• _EXERCISE BRIEF_:
Every line from the top of the material through the line holding "### Operating System" should be copied exactly, and only those lines.

- Opening Delimiter -

PR #16151, opened 2024-04-08
Fixed `Toggle` aria-labelledby

### LINKED ISSUE #16055: [a11y]: Toggle - there's currently no way to set aria-label if not showing the upper label for a Toggle
### Package

@carbon/react

### Browser

Chrome

### Operating System

MacOS

### Package version

v1.53.0

### React version

v18.2.0

IBM accessibility checker

### Assistive technology

_No response_

### Description

The way the Toggle is currently setup, `aria-labelledby` gets set to the `__label` div of the Toggle. That div doesn't get any text unless you're showing the `labelText`. In situations where you're not showing `labelText`, it would be nice to use `aria-label` to provide a label for the toggle.  Since `aria-labelledby` is automatically set though, it will override `aria-label`.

- Closing Delimiter -

• _EXERCISE OUTPUT_:
PR #16151, opened 2024-04-08
Fixed `Toggle` aria-labelledby

### LINKED ISSUE #16055: [a11y]: Toggle - there's currently no way to set aria-label if not showing the upper label for a Toggle
### Package

@carbon/react

### Browser

Chrome

### Operating System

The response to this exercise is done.